Try it →
Report every line of the records that includes the word "handle".

++++ Records to use

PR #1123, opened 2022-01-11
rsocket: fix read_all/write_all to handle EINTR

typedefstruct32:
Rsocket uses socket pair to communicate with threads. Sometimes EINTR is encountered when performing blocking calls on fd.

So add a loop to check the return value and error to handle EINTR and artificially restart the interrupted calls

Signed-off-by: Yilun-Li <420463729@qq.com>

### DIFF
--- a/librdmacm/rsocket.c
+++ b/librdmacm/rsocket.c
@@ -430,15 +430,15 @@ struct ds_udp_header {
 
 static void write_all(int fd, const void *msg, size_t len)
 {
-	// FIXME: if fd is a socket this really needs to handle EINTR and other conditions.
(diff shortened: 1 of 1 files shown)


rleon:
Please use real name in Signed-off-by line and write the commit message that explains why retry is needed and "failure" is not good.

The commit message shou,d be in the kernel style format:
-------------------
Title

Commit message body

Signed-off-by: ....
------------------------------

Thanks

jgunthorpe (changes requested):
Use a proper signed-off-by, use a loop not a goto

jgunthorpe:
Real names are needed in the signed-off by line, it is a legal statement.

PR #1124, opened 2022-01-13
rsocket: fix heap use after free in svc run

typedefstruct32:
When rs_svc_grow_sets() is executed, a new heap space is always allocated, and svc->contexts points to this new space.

++++++++

Solved problem →
rsocket: fix read_all/write_all to handle EINTR
So add a loop to check the return value and error to handle EINTR and artificially restart the interrupted calls
-	// FIXME: if fd is a socket this really needs to handle EINTR and other conditions.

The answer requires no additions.